START Provided data

PR #832, opened 2021-10-29
Change jenkins ci runner to the latest version (20211028)

zelinh:
### Description
Update the docker image to the latest version 
 
### Issues Resolved
 
### Check List

### DIFF
--- a/jenkins/opensearch/Jenkinsfile
+++ b/jenkins/opensearch/Jenkinsfile
@@ -25,7 +25,7 @@ pipeline {
             agent {
                 docker {
                     label 'Jenkins-Agent-al2-x64-c54xlarge-Docker-Host'
-                    image 'opensearchstaging/ci-runner:centos7-x64-arm64-jdk14-node10.24.1-cypress6.9.1-20211005'
+                    image 'opensearchstaging/ci-runner:centos7-x64-arm64-jdk14-node10.24.1-cypress6.9.1-20211028'
                     alwaysPull true
                 }
             }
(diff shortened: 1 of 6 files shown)


jenkins/opensearch/Jenkinsfile
```diff
@@ -25,7 +25,7 @@ pipeline {
             agent {
                 docker {
                     label 'Jenkins-Agent-al2-x64-c54xlarge-Docker-Host'
-                    image 'opensearchstaging/ci-runner:centos7-x64-arm64-jdk14-node10.24.1-cypress6.9.1-20211005'
+                    image 'opensearchstaging/ci-runner:centos7-x64-arm64-jdkmulti-node10.24.1-cypress6.9.1-20211028'
```
gaiksaya, line 28: Can we remove the dates from the image name? I don't see any use of it. We can use tags instead. So even external contributor can directly pull latest instead of wondering which one to use to build the artifacts.

peterzhuamazon: I disagree. The CI runner contains many runners for different purposes, a latest tag is useless as it cannot point to multiple images.

peterzhuamazon (changes requested):
Block the PR to wait for @jmazanec15 fix on centos7 cmake wheel on arm64, before merge it.

jenkins/opensearch/Jenkinsfile
gaiksaya: I see that `centos7-x64-arm64-jdkmulti-node10.24.1-cypress6.9.1-20211028` is itself is a tag and `opensearchstaging/ci-runner` is the repo. So no way of putting latest

peterzhuamazon (approved):
Image ready. Thanks.
https://hub.docker.com/r/opensearchstaging/ci-runner/tags?page=1&ordering=last_updated&name=centos7-x64-arm64-jdkmulti-node10.24.1-cypress6.9.1-20211028

Issue #822, opened 2021-10-27
Monitor 1.2.0 bundle builds and make sure they are passing


peternied:
Monitor on our slack channel that is posting build status periodically, if there is a failed build take action from this checklist:

![image](https://user-images.githubusercontent.com/2754967/139122112-538a3646-d3a8-4133-a817-50eca04cd351.png)

- Look at the build logs and determine if this is a new failure
   - If known, please reply to the post as a thread, and link the existing github issue - All done!
- Create a new issue on the component repository, or the OpenSearch-build repository.
  - Add `[Bundle Build Break]` to the title of the issue, make sure the title reference the problem source
  - Include the a log snippet and be sure that the .
  - Create a public gist of the full build log and attach it to the issue
  - Add the `v1.2.0` tag onto the issue.
  - See example issue https://github.com/opensearch-project/k-NN/issues/150
- Reply to thread with the new issue in the build status channel
- Create a new post in the release slack channel

Please also follow up with any questions, comments, or pull requests.

zelinh:
Bundle builds are working now.

peternied:
This is meant to be an ongoing tasks, we need to be sure that the 1.2.0 builds are working until release.

PR #836, opened 2021-10-29
Remove knn install script

jmazanec15:
Signed-off-by: John Mazanec <jmazane@amazon.com>

### Description
Currently, the k-NN install script copies the library into the the plugins folder. With https://github.com/opensearch-project/k-NN/pull/163 and https://github.com/opensearch-project/k-NN/pull/164, I added this step to the build phase. So, there is no longer any reason to have the install script here. It can fall back to default.
 
### Issues Resolved
#824 

### Check List
- [X] Commits are signed per the DCO using --signoff 

By submitting this pull request, I confirm that my contribution is made under the terms of the Apache 2.0 license.
For more information on following Developer Certificate of Origin and signing off your commits, please check [here](https://github.com/opensearch-project/OpenSearch/blob/main/CONTRIBUTING.md#developer-certificate-of-origin).

PR #840, opened 2021-10-29
Remove k-NN component from manifest to unblock bundle-build workflow

zelinh:

### Description
Our bundle-build job on Jenkins has been failed for a while because of the k-NN plugin and its new docker image. We temporarily remove k-NN component from 1.2.0 manifest to unblock the bundle-build workflow on Jenkins. 
 
### Issues Resolved
https://github.com/opensearch-project/opensearch-build/issues/822
 
### Check List

### DIFF
--- a/manifests/1.2.0/opensearch-1.2.0.yml
+++ b/manifests/1.2.0/opensearch-1.2.0.yml
@@ -32,12 +32,3 @@ components:
     checks:
       - gradle:properties:version
       - gradle:dependencies:opensearch.version: alerting
-  - name: k-NN
-    repository: https://github.com/opensearch-project/k-NN.git
-    ref: "main"
-    platforms:
-      - darwin
-      - linux
-    checks:
-      - gradle:properties:version
-      - gradle:dependencies:opensearch.version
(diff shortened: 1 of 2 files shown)


gaiksaya:
I am worried about that we would be producing false positive builds. Like build will pass but the cluster wont start because of [knn config in install.sh](https://github.com/opensearch-project/opensearch-build/blob/main/scripts/legacy/tar/linux/opensearch-tar-install.sh#L45)
What do you guys think @peternied @dblock ?

peterzhuamazon:
I think @jmazanec15  is nearly there with his fix, we have confirmed cmake is working properly this morning and he is checking the issues related to `make`. 

Let us see what he says about the progress.

Thanks.

peternied (approved):
I'd rather unblock the build and then we can address the issues with starting up the cluster separately.

gaiksaya (approved):

zelinh:
I think @peterzhuamazon is publishing the new staging docker image with the fix on k-NN component so we block this merge for few hours and see if it works.

peterzhuamazon:
Close this as Jack as fixed the issues in #836 #841.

END Provided data

Set the listing above down again exactly.

**Solved exercise:**
PR #832, opened 2021-10-29
Change jenkins ci runner to the latest version (20211028)

zelinh:
### Description
Update the docker image to the latest version 
 
### Issues Resolved
 
### Check List

### DIFF
--- a/jenkins/opensearch/Jenkinsfile
+++ b/jenkins/opensearch/Jenkinsfile
@@ -25,7 +25,7 @@ pipeline {
             agent {
                 docker {
                     label 'Jenkins-Agent-al2-x64-c54xlarge-Docker-Host'
-                    image 'opensearchstaging/ci-runner:centos7-x64-arm64-jdk14-node10.24.1-cypress6.9.1-20211005'
+                    image 'opensearchstaging/ci-runner:centos7-x64-arm64-jdk14-node10.24.1-cypress6.9.1-20211028'
                     alwaysPull true
                 }
             }
(diff shortened: 1 of 6 files shown)


jenkins/opensearch/Jenkinsfile
```diff
@@ -25,7 +25,7 @@ pipeline {
             agent {
                 docker {
                     label 'Jenkins-Agent-al2-x64-c54xlarge-Docker-Host'
-                    image 'opensearchstaging/ci-runner:centos7-x64-arm64-jdk14-node10.24.1-cypress6.9.1-20211005'
+                    image 'opensearchstaging/ci-runner:centos7-x64-arm64-jdkmulti-node10.24.1-cypress6.9.1-20211028'
```
gaiksaya, line 28: Can we remove the dates from the image name? I don't see any use of it. We can use tags instead. So even external contributor can directly pull latest instead of wondering which one to use to build the artifacts.

peterzhuamazon: I disagree. The CI runner contains many runners for different purposes, a latest tag is useless as it cannot point to multiple images.

peterzhuamazon (changes requested):
Block the PR to wait for @jmazanec15 fix on centos7 cmake wheel on arm64, before merge it.

jenkins/opensearch/Jenkinsfile
gaiksaya: I see that `centos7-x64-arm64-jdkmulti-node10.24.1-cypress6.9.1-20211028` is itself is a tag and `opensearchstaging/ci-runner` is the repo. So no way of putting latest

peterzhuamazon (approved):
Image ready. Thanks.
https://hub.docker.com/r/opensearchstaging/ci-runner/tags?page=1&ordering=last_updated&name=centos7-x64-arm64-jdkmulti-node10.24.1-cypress6.9.1-20211028

Issue #822, opened 2021-10-27
Monitor 1.2.0 bundle builds and make sure they are passing


peternied:
Monitor on our slack channel that is posting build status periodically, if there is a failed build take action from this checklist:

![image](https://user-images.githubusercontent.com/2754967/139122112-538a3646-d3a8-4133-a817-50eca04cd351.png)

- Look at the build logs and determine if this is a new failure
   - If known, please reply to the post as a thread, and link the existing github issue - All done!
- Create a new issue on the component repository, or the OpenSearch-build repository.
  - Add `[Bundle Build Break]` to the title of the issue, make sure the title reference the problem source
  - Include the a log snippet and be sure that the .
  - Create a public gist of the full build log and attach it to the issue
  - Add the `v1.2.0` tag onto the issue.
  - See example issue https://github.com/opensearch-project/k-NN/issues/150
- Reply to thread with the new issue in the build status channel
- Create a new post in the release slack channel

Please also follow up with any questions, comments, or pull requests.

zelinh:
Bundle builds are working now.

peternied:
This is meant to be an ongoing tasks, we need to be sure that the 1.2.0 builds are working until release.

PR #836, opened 2021-10-29
Remove knn install script

jmazanec15:
Signed-off-by: John Mazanec <jmazane@amazon.com>

### Description
Currently, the k-NN install script copies the library into the the plugins folder. With https://github.com/opensearch-project/k-NN/pull/163 and https://github.com/opensearch-project/k-NN/pull/164, I added this step to the build phase. So, there is no longer any reason to have the install script here. It can fall back to default.
 
### Issues Resolved
#824 

### Check List
- [X] Commits are signed per the DCO using --signoff 

By submitting this pull request, I confirm that my contribution is made under the terms of the Apache 2.0 license.
For more information on following Developer Certificate of Origin and signing off your commits, please check [here](https://github.com/opensearch-project/OpenSearch/blob/main/CONTRIBUTING.md#developer-certificate-of-origin).

PR #840, opened 2021-10-29
Remove k-NN component from manifest to unblock bundle-build workflow

zelinh:

### Description
Our bundle-build job on Jenkins has been failed for a while because of the k-NN plugin and its new docker image. We temporarily remove k-NN component from 1.2.0 manifest to unblock the bundle-build workflow on Jenkins. 
 
### Issues Resolved
https://github.com/opensearch-project/opensearch-build/issues/822
 
### Check List

### DIFF
--- a/manifests/1.2.0/opensearch-1.2.0.yml
+++ b/manifests/1.2.0/opensearch-1.2.0.yml
@@ -32,12 +32,3 @@ components:
     checks:
       - gradle:properties:version
       - gradle:dependencies:opensearch.version: alerting
-  - name: k-NN
-    repository: https://github.com/opensearch-project/k-NN.git
-    ref: "main"
-    platforms:
-      - darwin
-      - linux
-    checks:
-      - gradle:properties:version
-      - gradle:dependencies:opensearch.version
(diff shortened: 1 of 2 files shown)


gaiksaya:
I am worried about that we would be producing false positive builds. Like build will pass but the cluster wont start because of [knn config in install.sh](https://github.com/opensearch-project/opensearch-build/blob/main/scripts/legacy/tar/linux/opensearch-tar-install.sh#L45)
What do you guys think @peternied @dblock ?

peterzhuamazon:
I think @jmazanec15  is nearly there with his fix, we have confirmed cmake is working properly this morning and he is checking the issues related to `make`. 

Let us see what he says about the progress.

Thanks.

peternied (approved):
I'd rather unblock the build and then we can address the issues with starting up the cluster separately.

gaiksaya (approved):

zelinh:
I think @peterzhuamazon is publishing the new staging docker image with the fix on k-NN component so we block this merge for few hours and see if it works.

peterzhuamazon:
Close this as Jack as fixed the issues in #836 #841.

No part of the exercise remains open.